On January 4, 2022, pursuant to the terms of the Agreement and Plan of Merger, dated as of January 4, 2021, by and among the Registrant, Centene Corporation, a Delaware corporation (“Centene”), and Mayflower Merger Sub, Inc., a Delaware corporation and a wholly owned subsidiary of Centene (“Merger Sub”), Merger Sub merged with and into the Registrant (the “Merger”), with the Registrant surviving the Merger as a direct, wholly owned subsidiary of Centene.

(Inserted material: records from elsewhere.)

Issue #330, opened 2021-01-29
RSS feed times are effected by timezone of builder


aschmahmann:
Despite all the times being published as UTC two different builds result in different times. For example,

```
<       <pubDate>Wed, 06 Mar 2019 23:00:00 GMT</pubDate>
---
>       <pubDate>Thu, 07 Mar 2019 05:00:00 GMT</pubDate>
47c50
<       <pubDate>Sun, 07 Oct 2018 22:00:00 GMT</pubDate>
---
>       <pubDate>Mon, 08 Oct 2018 04:00:00 GMT</pubDate>
55c58
<       <pubDate>Wed, 13 Jan 2021 23:00:00 GMT</pubDate>
---
>       <pubDate>Thu, 14 Jan 2021 05:00:00 GMT</pubDate>
63c66
<       <pubDate>Wed, 13 Jan 2021 23:00:00 GMT</pubDate>
---
>       <pubDate>Thu, 14 Jan 2021 05:00:00 GMT</pubDate>
71c74
<       <pubDate>Wed, 13 Jan 2021 23:00:00 GMT</pubDate>
---
>       <pubDate>Thu, 14 Jan 2021 05:00:00 GMT</pubDate>
79c82
<       <pubDate>Wed, 30 Sep 2020 22:00:00 GMT</pubDate>
---
>       <pubDate>Thu, 01 Oct 2020 04:00:00 GMT</pubDate>
87c90
<       <pubDate>Sun, 10 Dec 2017 23:00:00 GMT</pubDate>
---
>       <pubDate>Mon, 11 Dec 2017 05:00:00 GMT</pubDate>
95c98
<       <pubDate>Mon, 10 Oct 2016 22:00:00 GMT</pubDate>
---
>       <pubDate>Tue, 11 Oct 2016 04:00:00 GMT</pubDate>
103c106
<       <pubDate>Wed, 22 Apr 2020 22:00:00 GMT</pubDate>
---
>       <pubDate>Thu, 23 Apr 2020 04:00:00 GMT</pubDate>
111c114
<       <pubDate>Mon, 11 May 2020 22:00:00 GMT</pubDate>
---
>       <pubDate>Tue, 12 May 2020 04:00:00 GMT</pubDate>
```

Which is conveniently the timezone difference between me and the previous publisher.

jessicaschilling:
@aschmahmann Do you have the bandwidth to PR a fix for this?

aschmahmann:
[...]

PR #353, opened 2021-06-23
Set container timezone to UTC

gammazero:


marten-seemann (commented):
Why LA, why not UTC?

gammazero:
@marten-seemann PL has headquarters in pacific time, but really that can be anything.  If we are always going to use UTC, which should be the container default, do we really need this PR?

marten-seemann:
> If we are always going to use UTC, which should be the container default, do we really need this PR?

I'm not sure which is issue is fixed by this PR, you tell me ;)

While it may be true that PL is headquartered in Pacific Time, it very much understands itself as an international (interplanetary?) company. The default timezone, when no other is applicable, is UTC, which is why I suggested it.

aschmahmann:
> If we are always going to use UTC, which should be the container default, do we really need this PR?

We should run some tests to see if/how the new docker containers fix our problems. We've only done one release using the containers and it's on my machine. If you try doing a local build of the website and diff with dist.ipfs.io and you don't see lots of changes in the XML file of the RSS feed #330 then we're already good to go. Otherwise, something's not going quite right.

lidel (approved):
Given that we merged #369 and #367 and we default to UTC all over the place now, 
I rebased this PR to switch to use  UTC in Docker as well.

Issue #348, opened 2021-05-14
Dealing with glibc linking and CGO


aschmahmann:
glibc v2.32 seems to have breaking changes compared to prior versions of glibc. This means that if the binaries are built with glibc >= 2.32 they will not be compatible with prior versions. For example, building on stock Ubuntu 20.10 will result in the build not running on Ubuntu 20.04.

The main options seem to be:
1. Disable CGO
  - not an option for all binaries (e.g. go-ipfs requires them for plugins)
 2. Statically link glibc (and all associated C libraries)
   - IIUC just linking glibc itself can cause a number of problems due to their still being some reliance on the system's glibc
   - static linking all the C dependencies won't work for plugins
3.  Build in an environment where older glibc is supported (e.g. glibc = 2.31 as in Ubuntu 20.04)

Note: while go-ipfs could drop support for external plugins we might still run into issues if we want to include other C libraries such as databases, WASM VMs, etc.

For now the easiest thing to do is to is option 3 by spinning up a VM. However, having a standardized build environment seems like a reasonable thing anyway perhaps we should go back (I heard it may have been this way a number of years ago) to building inside of docker containers.

Update: We should also run some script in this repo like https://gist.github.com/fasterthanlime/17e002a8f5e0f189861c to verify that the glibc versions used are below whatever our support threshold is.

cc @mvdan @hsanjuan @gammazero

mvdan:
Docker containers is what I would do; one could start with images like golang:1.16.2-buster, since that's Debian stable and includes glibc 2.28. A container for Go builds is unnecessary for pure Go builds, but if we want cgo, one needs some way to pin the versions of C libraries.

>  IIUC just linking glibc itself can cause a number of problems due to their still being some reliance on the system's glibc

For static linking of C libraries, I'd consider musl instead, which is actually designed with static linking in mind. It also works well with Go, since it's libc-compatible (but not glibc-compatible).

> static linking all the C dependencies won't work for plugins

I'd be interested to hear more - I'd imagine this should work.

aschmahmann:
> I'd be interested to hear more - I'd imagine this should work.

How? If the plugins are in-tree then CGO isn't required, and if the plugins are out-of-tree then you don't have them available at compile time to perform the static linking.

mvdan:
Perhaps I misunderstood. By static linking I mean to cgo libraries, like libc. Go plugins are never statically linked, as that would defeat their purpose - they'd just become normal Go packages.

[...]

PR #362, opened 2021-07-13
feat: macos signing and notarization

lidel:
This PR is a step towards closing https://github.com/ipfs/go-ipfs/issues/8240 globally (outside of Brave)

# This PR is WIP, do not merge 

## TODO

- [x] test setup to re-build go-ipfs 0.9.0 on CI on every `push` – easy test on PR without merging to master (iiuc `workflow_dispatch` work only from main branch)
- [x] `workflow_dispath` that allows building new versions of existing dists
- [x] `add-version` working on CI 
- [ ] persist final CID by pinning to cluster
  - needs https://github.com/ipfs-shipyard/ipfs-github-action/pull/7
  - needs  https://github.com/protocol/bifrost-infra/issues/1326
- [x] run `./dockerized` version to match binaries built for docker images in go-ipfs repo
- [ ] run ABI test script from  https://github.com/ipfs/distributions/issues/348
  - TODO: extract to separate job that runs in parallel to macos notarization + also runs on the main CI workflow 
- [x] make sure `dist.json` and `.cid` and `.sha512` gets updated after signing/notarization
- [x] (could be separate PR) introduce framework for signing (windows / macos)
  - Q: do we need separate appid?  any risks if we reuse ones from ipfs-desktop?
    -  A: better safe than sorry: solved it in safer way – we use unique `bundle_id` per dist package
- [ ] open problem: `add-version` mutates git repo – figure alternative approach
  - we could simplify workflow by keeping `add-version` local and including signing as part of `main.yml`
     - this way, `./dists.sh add-version` is run locally, then developer opens a PR which includes change to `dists/*/versions` and `main.yml` is executed against that
     - new version won't be present at `/ipns/dist.ipfs.io` and will be built during `make all_dists` which is a prerequisite for `make publish`
     - we should be able to make it work by 
       - having an explicit _build_ and _sign_ stages before existing _publish_ one
       - the challenge is to make singing smart – detect which new packages are present in `./releases`  and run for each 
       - test setup:  env variable that replaces `/ipns/dist.ipfs.io` with artificial site that is missing binaries – this way `make all_dists` will create "missing" binaries in `./releases` and we can reuse signing logic from `add-release.yml` 
- [ ] remove test setup on `push`
- [ ] update README around the rube goldberg machine


lidel:
Superseded by https://github.com/ipfs/distributions/pull/367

As a result of the Merger, the Registrant has terminated all offerings and sales pursuant to the Registration Statements. In accordance with an undertaking made by the Registrant in the Registration Statements to remove from registration, by means of a post-effective amendment, any of the securities registered under the Registration Statements that remain unsold at the termination of the offerings, the Registrant hereby removes from registration the Shares registered but remaining unsold under the Registration Statements.

SIGNATURES
 
Pursuant to the requirements of the Securities Act of 1933, as amended, the Registrant certifies that it has reasonable grounds to believe that it meets all of the requirements for filing on Form S-8 and has duly caused these Post-Effective Amendments to the Registration Statements described above to be signed on its behalf by the undersigned, thereunto duly authorized, in the city of St. Louis, State of Missouri, on January 4, 2022.

 
Magellan Health, Inc.
 
 
 
 
By:
/s/ Christopher Koster
 
 
 Name: Christopher Koster
 
 
 Title:  Secretary

Note: No other person is required to sign these Post-Effective Amendments in reliance on Rule 478 of the Securities Act of 1933, as amended.